Of these optional elements, the <category>, <generator>, <cloud>, and <ttl> elements are new and did not appear in version 0.91.

The <channel> Element's <category> Element

As you subscribe to more and more feeds in an RSS reader, you might want a reader that lets you organize your feeds into various folders or categories, as RSSReader does. The <category> element lets you suggest a category for your feed, and you can include as many <category> elements as you want. Here's a category element in our RSS 2.0 document:

    <?xml version="1.0"?>     <rss version="2.0">     <channel>      <generator>NewzAlert Composer v1.70.6, Copyright (c) 2004-2005      Castle Software Ltd, http://www.NewzAlert.com</generator>       <lastBuildDate>Thu, 08 Dec 2005 14:01:27 -0500</lastBuildDate>       <pubDate>Thu, 08 Dec 2005 14:01:34 -0500</pubDate>       <title>Steve's News</title>       <category>Newspapers</category>            .            .            . 


This element functions something like the categories on the back of books that are used for filing purposes in bookstores (Fiction/Mystery and the like).

This element is optional in the <channel> element, and has one optional attribute, <domain>, which usually gives a URL that lets you add more information about the category.

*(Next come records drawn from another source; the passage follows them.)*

PR #54047, opened 2025-05-22
mariadb-connector-c: fetch tarball from upstream directly

OddBloke:


OddBloke:
I've confirmed locally that the tarball SHAs are the same. Package Update Config Check is failing, but the latest release was today so I hope that's just due to tarball publication delay: if not, we can fix it further in the package update PR.

powersj (approved):

PR #54062, opened 2025-05-22
feat: add ghscan package

egibs:
This PR adds a package for our `ghscan` package. No CVEs and fairly straightforward to build 🙂


eslerm (approved):
Cheers.

Is ghscan still as functional as it once was? I thought GitHub made some breaking changes.

PR #54069, opened 2025-05-22
feat(cgal.yaml): add emptypackage test to cgal

philroche:
feat( cgal.yaml): add emptypackage test to cgal


philroche:

PR #54090, opened 2025-05-22
feat(gdal.yaml): add emptypackage test to gdal

philroche:
feat( gdal.yaml): add emptypackage test to gdal


philroche:

PR #54255, opened 2025-05-24
nftables: add json support

ajayk:


xnox:
This got fixed in:
- https://github.com/wolfi-dev/os/pull/73340

I wish we had landed this PR way back when.

PR #58296, opened 2025-07-03
iptables: Add tests to prepare for package refactoring

dannf:
We want to fold ip6tables commands back into iptables, and we want to
split the nftables multi-call binaries into their own package. Before
we do that, let's add tests to make sure the transition is smooth.

This runs some smoke tests on all of the commands we expect to be
in each package, and that there are no other commands in the package
other than those being tested.

After the migration, we'll use the smoke tests to verify that
installing a package brings in the same commands, even if the command
has now moved into a dependency.

### DIFF
--- a/iptables.yaml
+++ b/iptables.yaml
@@ -1,7 +1,7 @@
 package:
   name: iptables
   version: 1.8.11
-  epoch: 22
+  epoch: 23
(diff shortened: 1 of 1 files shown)


sergiodj (approved):
Thanks a lot for this.  Built and tested locally on amd64, everything seems OK.  +1

PR #58387, opened 2025-07-04
add aznfs-mount files/dirs

developer-guy:
Fixes:

Related:

#### For new package PRs only

### DIFF
--- a/aznfs-mount.yaml
+++ b/aznfs-mount.yaml
@@ -1,0 +1,42 @@
+package:
+  name: aznfs-mount
+  version: "2.0.12"
+  epoch: 0
+  description: AZNFS Mount Helper
+  copyright:
+    - license: Apache-2.0
+  dependencies:
+    runtime:
+      - bash
+      - conntrack-tools
+      - coreutils
+      - flock
+      - iptables
+      - procps
+      - util-linux
+
+environment:
+  contents:
+    packages:
+      - build-base
+      - busybox
+
+pipeline:
+  - uses: git-checkout
+    with:
+      repository: https://github.com/Azure/AZNFS-mount.git
+      tag: ${{package.version}}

The <channel> Element's <generator> Element

The optional <generator> element holds text identifying the program that was used to create the file. For example, our RSS 2.0 document was created by NewzAlert Composer.

    <?xml version="1.0"?>     <rss version="2.0">     <channel>      <generator>NewzAlert Composer v1.70.6, Copyright (c) 2004-2005          Castle Software Ltd, http://www.NewzAlert.com</generator>      <lastBuildDate>Thu, 08 Dec 2005 14:01:27 -0500</lastBuildDate>       <pubDate>Thu, 08 Dec 2005 14:01:34 -0500</pubDate>       <title>Steve's News</title>            .            .            . 


This element is an optional child element of the <channel> element and has no attributes.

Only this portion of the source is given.